Domingo 27 de noviembre, 2022

MUNDO | 24-09-2022 09:23

El reinado de Carlos III y el traspaso del trono a su hijo Guillermo

El daño potencial a la corona británica, si se tarda demasiado en pasar del rey opaco al príncipe de Gales que brilla.

La emoción de los funerales se irá disipando como la neblina londinense cuando el viento del Oeste la empuja hacia el mar. Poco a poco, el discreto encanto de la reina fallecida se convertirá en un vacío que deberán llenar los nuevos monarcas. Se verá entonces si Carlos III y la reina consorte pueden ser un espejo en el que quiera verse reflejada la mayoría de los británicos.
Sin Isabel II, lo que queda sobre el escenario son un rey opaco y un príncipe que brilla detrás del trono. ¿Cuánto tardará ese brillo en eclipsar a la figura sin fulgores?

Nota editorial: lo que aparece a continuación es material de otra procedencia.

PR #1248, opened 2020-09-02
Double buffering for stm32f0

tblah:
Adds double buffered bulk endpoint support for stm32f0.

The fix in  d3bfb68  is kept separate because it isn't obvious that it is needed from the datasheet (which is ambiguous about which bits of double buffered flow control are done on the first transaction). I arrived at that fix experimentally.

### DIFF
--- a/include/libopencm3/stm32/common/st_usbfs_common.h
+++ b/include/libopencm3/stm32/common/st_usbfs_common.h
@@ -160,6 +160,7 @@ LGPL License Terms @ref lgpl_license
 
 #define USB_EP_SETUP		0x0800 /* Setup transaction completed */
 #define USB_EP_TYPE		0x0600 /* Endpoint type */
+#define USB_EP_TYPE_OFFSET	9      /* Endpoint type offset */
 #define USB_EP_KIND		0x0100 /* Endpoint kind.
 				* When set and type=bulk    -> double buffer
 				* When set and type=control -> status out
@@ -242,6 +243,9 @@ LGPL License Terms @ref lgpl_license
 		(USB_EP_NTOGGLE_MSK & \
 		(~USB_EP_TYPE))) | TYPE)
 
+#define USB_GET_EP_TYPE(EP) \
+	((GET_REG(USB_EP_REG(EP)) & USB_EP_TYPE) >> USB_EP_TYPE_OFFSET)
+
 #define USB_SET_EP_KIND(EP) \
 	SET_REG(USB_EP_REG(EP), \
 		(GET_REG(USB_EP_REG(EP)) & \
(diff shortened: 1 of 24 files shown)


manuelbl:
Double buffered USB would be a great addition to libopencm3. Can you describe how your addition is supposed to be used?

- How is double buffering activated? Can it be activated for certain endpoints individually?
- How does flow control for bulk endpoints work? How can an OUT endpoint be stalled?
- If data is received in quick succession: is it possible to retrieve data from two buffers at once or does the data need to be retrieved from two separate callbacks?
- How does `usbd_ep_write_packet` behave? Will the first call fill the first buffer, the second call the second buffer and third one will return an error (if not data is transmitted in between)? Is it possible to check if the second buffer is available for writing?

tblah:
Double buffering would be activated globally by passing `&st_usbfs_double_usb_driver` as the first argument to `usbd_init`. Non-bulk endpoints are not double buffered. I'm aiming to open source a project using double buffering soon, hopefully this will make it clearer.

Flow control for OUT endpoints happens automatically. The hardware keeps track of which buffer it is currently sending and which buffer is in use by software and so when it receives a packet it can write the packet into the buffer indicated by HW_BUF if and only if SW_BUF indicates that buffer is free. Otherwise it will hold the endpoint in NAK status.

A callback is required for each packet.

For `usbd_ep_write_packet` I had to make this block until the *previous* buffer is sent. So if the function returns then the packet was sent successfully and there is now a new buffer available to write again. I haven't implemented a way to check if the function would block in advance of calling it because I wasn't sure how this would fit into the usb driver api. Basically you would have to check if SW_BUF equals HW_BUF for that endpoint, if so the function will not block.

manuelbl:
Thanks a lot for the detailed answer. It sounds very reasonable except for the blocking. The current implementation of `st_usbfs_double_ep_write_packet` immediately returns 0 if the buffer is still occupied by previous data. You might want to consider doing the same.

tblah:
I'm glad I could help.

Yeah I thought about following the normal libopencm3 convention but doing this would remove the advantage of double buffering. For example, if I checked if the hardware is finished sending the previous buffer at the start of `st_usbfs_double_ep_write_packet` then that would force copying into the current buffer not to start until the hardware was done sending the previous buffer, in which case you might as well always use only one buffer.

The expected use case is that the hardware is not quite done sending the previous buffer when we start copying in the new buffer and that it will finish some time during that copy. But if it does not then we have to block otherwise the caller could call `st_usbfs_double_ep_write_packet` again too soon.

Please let me know if you have any better ideas :)

manuelbl:
Double buffering is relevant for cases requiring high bandwidth. In those cases, data buffering will be used and the next endpoint packet will be submitted whenever a previous one has been successfully transmitted to keep the USB peripheral busy. So `usbd_ep_write_packet` will be called from the endpoint callback, which in turn is called from the USB interrupt handler. So we would end up blocking the interrupt handler for up to 1ms. I think that's a definite no go.

I'm not sure I understand your explanation. The behavior I would expect is:

- `usbd_ep_write_packet` successfully submits a packet if either no PMA buffer is in use or just a single one.  No blocking is used. 
- `usbd_ep_write_packet` immediately returns 0 if both PMA buffers are in use.

"in use" means the buffer is under the control of the USB peripheral, i.e. it is waiting to be transmitted or being transmitted at the moment.

This approach should allow to leverage the full potential of double buffering and should be safe (no data is overwritten).

The easiest way to implement it is to use a counter: increase it every time a buffer is filled, decrease it every time a transmission has completed. If the counter is 2, both buffers are in used and `usbd_ep_write_packet` should return 0.

I think it's even possible to derive the state from the USB registers. So the counter might not even be needed. I'll think about it some more.

manuelbl:
By the way: A full implementation will likely require two or three driver to also cover the STM32 devices with older USB peripheral and/or the USB OTG peripheral. So instead of `st_usbfs_double_usb_driver`, it should probably be called `st_usbfs_double_usb_driver_v2` to match the name of the driver it replaces.

tblah:
Thanks for your feedback.

My use case did not involve calling it from an interrupt context, but I can see why you would want to and I will see what I can do.

I understand the behavior you would expect. I was unable to recreate this behavior using only the information in the hardware registers, but yeah perhaps storing some per-endpoint state such as the counter you mention would work, if I can get the right information from interrupts. I will think about it, thanks.

+1 to the name change

manuelbl:
Here's an attempt to derive the status form the endpoint register:

| DTOG_TX  | SW_BUF_TX  | STAT_TX  | Status  | Action  |
| :-------------: | :-------------: | :-------------: | ------------- | ------------- |
| 0 | 0 | VALID | Both buffers are in use | Return 0 |
| 0 | 0 | * | Idle | Fill buffer 0 |
| 0 | 1 | * | Buffer 0 in use | Fill buffer 1 |
| 1 | 0 | * | Buffer 1 in use | Fill buffer 0 |
| 1 | 1 | VALID | Both buffers are in use | Return 0 |
| 1 | 1 | * | Idle | Fill buffer 1 |

I'm not entirely sure if my understanding of the STAT_TX bits is correct. The decision table above works if the USB peripheral has completed sending a packet, toggles DTOG_TX, recognizes that no new packet is available (DTOG_TX == SW_BUF_TX) and immediately sets the STAT_TX to NAK.

The description of the reference manual could also be read that NAK is not set immediately but only when the host initiates the next transaction. But that's an unlikely implementation.

tblah:
Thanks for taking a look at this.

I don't think that will work with the STAT bit pair. From the top of page 870 of the reference manual:
> STAT bit pair is not affected by the transaction termination and its value remains '11 (Valid). However, as the token packet of a new transaction is received, the actual endpoint status will be masked as '10 (NAK) when a buffer conflict between the USB peripheral and the application software is detected

My interpretation of this is that the STAT pair will always read as valid from software but the USB peripheral will transmit a NAK anyway (masking the status in the software-addressable register) when there is a buffer conflict.

manuelbl:
It can certainly be interpreted that way. Might still be worth a try to figure out how it effectively works. The description isn't easy to understand.

tblah:
Thanks @manuelbl you were right about the datasheet. See 997ceef

karlp:
> So `usbd_ep_write_packet` will be called from the endpoint callback, which in turn is called from the USB interrupt handler. So we would end up blocking the interrupt handler for up to 1ms. I think that's a definite no go.

Do note that there's no requirement that you hook usbd_poll to an interrupt handler.  Some people do, and we shouldn't automatically break that, but you shouldn't build assumptions on that.

manuelbl:
@tblah Thanks, I'll probably look into on the weekend.

I'm also looking into another issue affecting all the single buffered drivers. Flow control is unnecessarily difficult to implement as the endpoint is automatically reset to VALID if the data is read from the PMA buffer. To fix it, the current USB interface probably needs to be changed. Very ugly...

@karlp I agree. Both approaches for calling `usbd_poll` should work, and from what I have seen in the PR, they do. I've used the interrupt based approach to emphasize that blocking isn't a good idea.

karlp:
> Flow control is unnecessarily difficult to implement as the endpoint is automatically reset to VALID if the data is read from the PMA buffer. To fix it, the current USB interface probably needs to be changed. Very ugly...

yes :) this is hands down the longest standing problem with the stack, and arguably has been the cause of many of the harder to diagnose bugs.  complete redesign would definitely be one of the options.

manuelbl:
I don't think that a complete redesign is needed. The adjustments are
likely minor but they will break the current driver API. The client API
could probably provide  backward compatibility.

I will think about it some more and propose a suitable design soon.

tblah:
Above rebase is to pull in the CI changes on master, as suggested on IRC

tblah:
I've been working on integrating double buffering into gadget0 tests. See the WIP commits just pushed. The tests don't pass and I don't have any good ideas how to fix it so I will close this pull request. The commits are all here if anyone wants to take a look.

I was testing also using the commits in https://github.com/libopencm3/libopencm3/pull/1251 because otherwise the tests don't even pass for the single buffered v2 driver on my setup.

Several tests fail, but I've been focusing on `TestConfigLoopBack.test_simple_loop` as it seems simplest. In essence it does the following
1. Configure the device in the sourcesink configuration
2. Send one packet
3. Reconfigure the device in loopback configuration
4. Receive a packet
5. Send that packet back

The issue I am seeing is that the hardware is sending an extra packet in addition to the one deliberately sent in step 5. These are sent resulting from the call to the packet_write function (not earlier). The extra packet is delivered to to the host correctly, with libusb not indicating any errors, however the callback for CTR_TX is not invoked for the extra packet. According to the reference manual this should happen only when the transaction is ended with a NAK or a STALL, but in that case I don't think the packet would show up on the host without error.

The issue only happens when step 2 is present: without that write before the configuration is changed, double buffering works correctly as far as I can tell.

I suspect the issue is related to my workaround in https://github.com/libopencm3/libopencm3/pull/1248/commits/fe117a875a4709e63c1c36c2ce74422dc1bf4425, but I never got properly to the bottom of what was going on there.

La sombra de Talal bin Abdalá parece recorrer las islas británicas. Aquel príncipe del entonces llamado Emirato de Transjordania heredó el trono en 1951 cuando su padre, el rey Adbdalá bin Hussein, recibió un balazo en la cabeza mientras rezaba la oración del crepúsculo en la mezquita Al Aqsa. Pero el nuevo monarca era considerado inadecuado para encabezar el reino hachemita en un escenario tan volátil como el Oriente Medio. Para algunos jeques beduinos le faltaba inteligencia y para otros le faltaba equilibrio emocional. El hecho es que, a poco de sentarse en el trono, Talal tuvo que levantarse para que lo ocupe su hijo, Hussein, quien sólo tenía 16 años y, desde entonces, reinó en Jordania durante medio siglo y lo hizo con la astucia, inteligencia y valentía que requiere gobernar en esa conflictiva región.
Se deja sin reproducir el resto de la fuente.